(Records contained in a dataset)
PR #703, opened 2020-09-29
Support to publish serialized messages

### LINKED ISSUE #646: Support to publish/subscribe serialized messages
rclnodejs should support the capability of publishing/subscribing serialized messages, which offers by rcl library:

- [rcl_publish_serialized_message](https://github.com/ros2/rcl/blob/7537f8304493e9b9568748b5601f5c1b7fa463f0/rcl/include/rcl/publisher.h#L359)
- [rcl_take_serialized_message](https://github.com/ros2/rcl/blob/7537f8304493e9b9568748b5601f5c1b7fa463f0/rcl/include/rcl/subscription.h#L308)

minggangw:
This patch implements the feature that a publisher can publish a raw
message, and an example is added.

Fix #646

### DIFF
--- a/example/publisher-raw-message.js
+++ b/example/publisher-raw-message.js
@@ -1,0 +1,43 @@
+// Copyright (c) 2020 Intel Corporation. All rights reserved.
+//
+// Licensed under the Apache License, Version 2.0 (the "License");
+// you may not use this file except in compliance with the License.
+// You may obtain a copy of the License at
+//
+//     http://www.apache.org/licenses/LICENSE-2.0
+//
+// Unless required by applicable law or agreed to in writing, software
+// distributed under the License is distributed on an "AS IS" BASIS,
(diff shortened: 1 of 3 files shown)


wayneparrott:
Thx for the enhancement.  I did a quick read thru of the code and it looks good to me. Qualifier: my C is a little rusty so will defer to other reviewers.

The Publisher#publish() method declaration in types/publisher.d.ts needs to be updated to support the new alternative Buffer parameter type, i.e., `publisher(message: Message | Buffer) : void`. Do you want to include this in this PR?

minggangw:
> Do you want to include this in this PR?

@wayneparrott Would you please help to submit a separate PR for the ts declaration? I will merge it once this PR lands.

I have tested the implementation with the rclpy client and will add a unit test when the subscription part is done, thanks!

Work item
Could you please retype the lines from the start of the data through the line with "rclnodejs should support", both included, and nothing else?

Response to the task
PR #703, opened 2020-09-29
Support to publish serialized messages

### LINKED ISSUE #646: Support to publish/subscribe serialized messages
rclnodejs should support the capability of publishing/subscribing serialized messages, which offers by rcl library:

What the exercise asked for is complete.